Jeffrey Bialos, who served as the Pentagon’s industrial affairs chief during the administration of former U.S. President Bill Clinton, said the organizational conflicts-ofinterest clauses will be “a significant issue for companies that have both subsystems and hardware on the one hand and [systems engineering and technical assistance (SETA)] support contracts on the other. Most of the large primes have that,” including companies such as Lockheed Martin and Northrop, Bialos said.
Those SETA support contracts are, in general terms, for advisory and support services that include work to oversee or evaluate the work of another government contractor. The conflict-of-interest clauses in the new law specifically address SETA contracting and the possibility of resulting conflicts. Northrop’s TASC division does some of this work, as do many of the major government contractors including BAE Systems and CSC, and SETA contracts may become a thorn in the side of contractors where the procurement reform legislation is concerned, observers said.
“If I’m providing SETA support in a program area, helping shape requirements or involved in source selection or valuing products afterwards, the new rule in the law says I or an affiliate can’t provide subsystems into that program. So that creates a dilemma for these companies,” Bialos said.
“I think there is a concern that at some point in time you have SETAs from a company doing oversight of the companies that they work for,” said Jim Albaugh, president and chief executive of Boeing Integrated Defense Systems, St. Louis. “The thing that has happened over the years, though, is [that] the number of contractors has shrunk. There are only a few large companies that are doing the SETA work.”
Boeing is not concerned about possible SETA conflicts, Albaugh said. “We are not in the SETA business to any large degree, so it doesn’t have any measurable impact on us,” he said. “I know other companies have more concern about this than I do.”
Organizational conflicts of interest are not an issue for Waltham, Mass.-based Raytheon, Raytheon Chairman and Chief Executive Bill Swanson said. The company’s work on system requirement efforts, as opposed to system development, is minimal at most.
One possible way the laws might be translated into rules is by allowing methods to mitigate potential conflicts, such as “firewalls” around certain parts of a company’s business, sources said. But feelings are mixed about whether those firewalls work.
Swanson said firewalls between businesses are a viable way of preventing conflicts.

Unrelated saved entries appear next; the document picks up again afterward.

PR #1675, opened 2023-11-07
feat: Set the GoogleCredentials to use on a connector

### LINKED ISSUE #1670: Socket factory option for path to google credentials file
### Feature Description

This socket factory works great with IDEs like IntelliJ and really improves the experience with Cloud SQL. Currently, Google credentials are sourced by `GoogleCredentials.getApplicationDefault` which looks in known locations and an environment variable.

https://github.com/GoogleCloudPlatform/cloud-sql-jdbc-socket-factory/blob/main/core/src/main/java/com/google/cloud/sql/core/ApplicationDefaultCredentialFactory.java#L40

But when using the IDE for multiple projects with different credentials, it can be tricky having to relogin, or to manipulate the environment variable during IDE startup. If there were a socket factory option that could be set to a path of a credentials file, then it would be possible to register each data source in the IDE with a separate credential file for smooth operation on multiple projects.

### Sample code

```Java
getCredentials() {

  if (connectionConfig.getCredentialsPath() != null) {
    return GoogleCredentials.fromStream(new FileInputStream(connectionConfig.getCredentialsPath());
  }

}
```

or for avoiding SPI modification

```Java
class ApplicationDefaultCredentialFactory implements CredentialFactory {
  static HttpRequestInitializer createWithCredentialsPath(String path) {
    // Extract common code in real PR
   GoogleCredentials credentials = GoogleCredentials.fromStream(new FileInputStream(path));
   if (credentials.createScopedRequired()) {
    credentials = credentials.createScoped(..);
    }
    return new HttpCredentialsAdapter(credentials);
  }
}

public final class InternalConnectorRegistry {
  private Connector createConnector(ConnectionConfig config) {
    HttpRequestInitializer credential;
    if (config.getCredentialsPath() != null) {
     credential = ApplicationDefaultCredentialFactory.createWithCredentialsPath(config.getCredentialsPath());
    } else {
      // existing
    }
}
```

### Alternatives Considered

_No response_

### Additional Details

`ConnectionConfig` would need to be passed into the credential factory, which could be an involved breaking change, though the config itself is accessible when creating credentials. Perhaps it would make sense to add a side-channel in `ApplicationDefaultCredentialsFactory`, `static HttpRequestInitializer createWithCredentialsPath(String path)` since the presence of the config would indicate the SPI isn't required.

https://github.com/GoogleCloudPlatform/cloud-sql-jdbc-socket-factory/blob/main/core/src/main/java/com/google/cloud/sql/core/InternalConnectorRegistry.java#L251

hessjcg:
Provides new configuration fields ConnectorConfig that allow the user to connectors use a specific GoogleCredential. users may set one of these three fields: 
- `Supplier<GoogleCredentials> googleCredentialsSupplier` - a supplier to provide GoogleCredentials instances to the connector. 
- `GoogleCredentials googleCredentials` - an instance of GoogleCredentials to use for all requests. 
- `String googleCredentialsPath` - path to file containing GoogleCredentials json. 

Adds a JDBC Connection Property `cloudSqlGoogleCredentialsPath` to set the googleCredentialsPath field.

Fixes #1670

### DIFF
--- a/core/src/main/java/com/google/cloud/sql/ConnectorConfig.java
+++ b/core/src/main/java/com/google/cloud/sql/ConnectorConfig.java
@@ -160,6 +160,23 @@ public class ConnectorConfig {
 
     /** Builds a new instance of {@code ConnectionConfig}. */
     public ConnectorConfig build() {
+      // validate only one GoogleCredentials configuration field set
+      int googleCredsCount = 0;
+      if (googleCredentials != null) {
+        googleCredsCount++;
+      }
+      if (googleCredentialsPath != null) {
+        googleCredsCount++;
+      }
+      if (googleCredentialsSupplier != null) {
+        googleCredsCount++;
+      }
+      if (googleCredsCount > 1) {
+        throw new IllegalStateException(
+            "Invalid configuration, more than one GoogleCredentials field has a value "
+                + "(googleCredentials, googleCredentialsPath, googleCredentialsSupplier)");
+      }
+
       return new ConnectorConfig(
           targetPrincipal,
           delegates,
--- a/core/src/main/java/com/google/cloud/sql/ConnectorConfig.java
+++ b/core/src/main/java/com/google/cloud/sql/ConnectorConfig.java
@@ -16,8 +16,10 @@
 
 package com.google.cloud.sql;
 
+import com.google.auth.oauth2.GoogleCredentials;
 import com.google.common.base.Objects;
 import java.util.List;
+import java.util.function.Supplier;
 
 /**
  * ConnectorConfig is an immutable configuration value object that holds the entire configuration of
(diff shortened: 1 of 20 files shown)


core/src/main/java/com/google/cloud/sql/core/CredentialFactoryProvider.java
```diff
@@ -45,4 +46,40 @@ static CredentialFactory getCredentialFactory() {
     }
     return credentialFactory;
   }
+
+  static CredentialFactory getInstanceCredentialFactory(
+      CredentialFactory defaultCredentialFactory, ConnectorConfig config) {
+
+    CredentialFactory instanceCredentialFactory;
+    if (config.getGoogleCredentialsSupplier() != null) {
```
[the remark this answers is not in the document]
hessjcg: Yes. Good catch. I added this to #1676.

core/src/main/java/com/google/cloud/sql/core/CredentialFactoryProvider.java
```diff
@@ -45,4 +46,40 @@ static CredentialFactory getCredentialFactory() {
     }
     return credentialFactory;
   }
+
+  static CredentialFactory getInstanceCredentialFactory(
+      CredentialFactory defaultCredentialFactory, ConnectorConfig config) {
```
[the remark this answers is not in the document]
hessjcg: You are right that this is weird. I'll rework CredentialFactoryProvider a bit so that this makes more sense. We want to reuse the defaultCredentialFactory instance.

core/src/main/java/com/google/cloud/sql/ConnectorConfig.java
```diff
@@ -108,7 +160,14 @@ public Builder withAdminServicePath(String adminServicePath) {
 
     /** Builds a new instance of {@code ConnectionConfig}. */
     public ConnectorConfig build() {
-      return new ConnectorConfig(targetPrincipal, delegates, adminRootUrl, adminServicePath);
+      return new ConnectorConfig(
```
enocom, line 163: I think build should fail if multiple credentials have been set. WDYT?

enocom (changes requested):

core/src/main/java/com/google/cloud/sql/ConnectorConfig.java
ttosta-google: +1

hessjcg: Good point. For named connectors, `ConnectorConfig.Builder.build()` will throw an IllegalStateException if more than one field is set. 

For unnamed connectors, it is only possible to set one of these fields, so there is no chance of creating a bad state.

ttosta-google (approved):
LGTM

enocom (approved):

PR #1676, opened 2023-11-08
docs: Add docs for connector configuration. Part of #1226 #1670.

hessjcg:


docs/configuration.md
```diff
@@ -0,0 +1,128 @@
+# Connector Configuration Reference
+
+## Configuring Named Connectors
+
+The application can programatically configure named connectors using the java
```
enocom, line 5: Let's be super nit-picky about our docs here and make sure we're capitalizing proper nouns (Java), putting spaces between our equals in our Java code (as if it had been formatted), and just generally giving this a very careful read-over with a copy-editor like attention.

Also can we lead with a section on why people might want to do this? For example, "Sometimes it's necessary to configure multiple credential sources, different SA impersonation paths, etc. This API allows for this advanced usage." Or something similar to frame the bigger picture.

enocom: We should also distinguish between ConnectorConfig vs ConnectionConfig (or whatever we expose) to help our users understand how the two differ.

docs/configuration.md
```diff
@@ -0,0 +1,128 @@
...
+    config.setJdbcUrl("jdbc:mysql:///<DB_NAME>");
+    config.setDataSourceProperties(connProps);
+    config.setConnectionTimeout(10000); // 10s
+
+    HikariDataSource connectionPool=new HikariDataSource(config);
+```
+
+When using a named connector, the JDBC connection will ignore all connector
+configuration properties in the JDBC connection properties, using the named
+connector configuration instead. See the full list
```
enocom, line 60: Should we log an error if people make this mistake? Warning: using a named connector causes the cloudsqlDelegates (or whatever prop) to be ignored

docs/configuration.md
```diff
@@ -0,0 +1,128 @@
...
+  provide
+  `GoogleCredentials` instances to the connector.
+- `GoogleCredentials googleCredentials` - an instance of GoogleCredentials to
+  use
+  for all requests.
+- `String googleCredentialsPath` - path to file containing GoogleCredentials
+  json. May be set with the JDBC Connection
+  Property `cloudSqlGoogleCredentialsPath`.
+
+Users should only set one field. If more than one field is set, the connector
```
enocom, line 100: I think we should throw an exception and just not support setting multiple credentials per connector.

docs/configuration.md
```diff
@@ -0,0 +1,128 @@
...
+| unixSocketPath              | UNIX_SOCKET         | The path to the unix socket to connect to the database, when using the java connector with the [Cloud SQL Auth Proxy](https://github.com/GoogleCloudPlatform/cloud-sql-proxy/)                                                             |                  | `/var/db/my-db-instance`          |
+| enableIamAuth               | ENABLE_IAM_AUTH     | Enable IAM Authentication to authenticate to the database. Valid values: `true` - authenticate with the IAM principal,  `false` - authenticate with a database user and password.                                                          | false            | `true`                            |
+| ipTypes                     | IP_TYPES            | A comma-separated list of IP types, ordered by preference. Value values: `PUBLIC` - connect to the instance's public IP, `PRIVATE` - connect to the instances private IP, `PSC` - connect to the instance through Private Service Connect. | `PUBLIC,PRIVATE` | `PSC,PRIVATE,PUBLIC`              |
+
+### Connector Configuration
```
enocom, line 118: Let's start with Connector. Since the flow goes create the connector -> configure the connection -> connect.

docs/configuration.md
```diff
@@ -0,0 +1,128 @@
+# Connector Configuration Reference
+
+## Configuring Named Connectors
```
enocom, line 3: Let's add a section on "unnamed connectors" and how they work.

enocom (changes requested):

docs/configuration.md
hessjcg: Good idea. In progress.

docs/configuration.md
hessjcg: Will do. Once the subject matter is tight, I'll will ask for help with a thorough proof-read.

docs/configuration.md
hessjcg: I don't think we should log an error. Most people will ignore it.

docs/configuration.md
hessjcg: Fixed. The code and docs are updated to throw an exception.

docs/configuration.md
hessjcg: Fixed.

docs/configuration.md
```diff
@@ -0,0 +1,261 @@
+# Connector Configuration Reference
+
```
hessjcg, line 2: Eno, Do we have any existing documentation that describes the difference between "connector" and "connection?"

enocom: No -- it's only a detail here. Other languages make this easier to understand.

docs/configuration.md
```diff
@@ -0,0 +1,261 @@
...
+```
+
+In R2DBC, use the `NAMED_CONNECTOR` ConnectionFactory option.
+
+When using a named connector, the JDBC connection will ignore all connector
+configuration properties in the JDBC connection properties, using the named
+connector configuration instead. See the full list
+of [connector configuration properties](#connector-configuration) below.
+
+The
```
enocom, line 86: Nit -- let's wrap this at 80 characters like this:

```
The test [JdbcPostgresNamedConnectorIntegrationTest.java][connector-example] 
contains a full example showing how to use a named connector.

[connector-example]: ../jdbc/postgres/src/test/java/com/google/cloud/sql/postgres/JdbcPostgresNamedConnectorIntegrationTests.java
```

docs/configuration.md
```diff
@@ -0,0 +1,261 @@
...
+
+You can close a named connector by calling `ConnectorRegistry.close()`. This
+will stop the certificate refresh process for that connector. It will also
+cause all subsequent attempts connect using this named connector to fail.
+
+```java
+ConnectorRegistry.close("my-connector");
+```
+
+Existing open database `Connection` instances will continue work until they
```
enocom, line 101: Nit: we're not naming a class when we say "Connection" so let's just make this:

"Existing open database connections will continue to work ..."

docs/configuration.md
```diff
@@ -0,0 +1,261 @@
...
+are closed.
+
+### Updating a Named Connector's Configuration
+
+If you wish to update a named connector's configuration, the application
+first calls `ConnectorRegistry.close()` and then `ConnectorRegistry.register()`
+with the new configuration. This creates a new connector with the new
+credentials.
+
+Existing open database `Connection` instances will continue work until they
```
enocom, line 111: Same here -- Existing open database connections will ...

enocom (approved):
A few nits. Otherwise looks great. Thanks for writing this up so nicely.

PR #410, opened 2024-05-07
Make setup image visible with enumeration

qwrtln:
The idea is to put the image in between the enumeration (before|after):

en-06
en-07
en-08

### DIFF
--- a/sections/setup.tex
+++ b/sections/setup.tex
@@ -45,7 +45,7 @@ This section will guide you through the process of setting up a Scenario from th
 \end{multicols*}
 
 \vspace*{\fill}
-\begin{figure}[!h]
+\begin{figure}[!ph]
   \centering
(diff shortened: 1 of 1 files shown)


DarthGandalf:
Have you tried `\begin{figure}{p}` to let it automatically put the image to the separate page without forcing the exact split of the list?

qwrtln:
> Have you tried `\begin{figure}{p}` to let it automatically put the image to the separate page without forcing the exact split of the list?

I'm not sure what you mean by that? I can make it `[!ph]` to avoid a page break, but you still have to make it two separate lists. The list is in `multicols` environment, while the image is not.

DarthGandalf:
No, I meant literally `{p}` and keeping a single list.

I'll play around with this after work this evening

“If a company in the defense community breaches a firewall, for example, in its contracting work, “word gets around and you basically have jeopardized your livelihood,” Swanson said. “You do it at your own risk. You’d be stupid to violate one of those.”
, however, said, “Firewalls work to a point, but over time firewalls erode. … Under the law, a firewall alone is generally not acceptable.” Companies now will have to look at multiple choices, such as divestitures or segregating any support business into a structurally separate business, for dealing with conflict-of-interest hiccups the new law could create, according to Bialos.
“Those are options these companies are going to have to look at in the next period, because what you don’t want to find is six months from now, you’re going to bid on program X … and you find out that, whoops, one side of my house has been working on the requirement there for two years. Now a [request for proposals] hits the street, and I can’t bid,” Bailos said.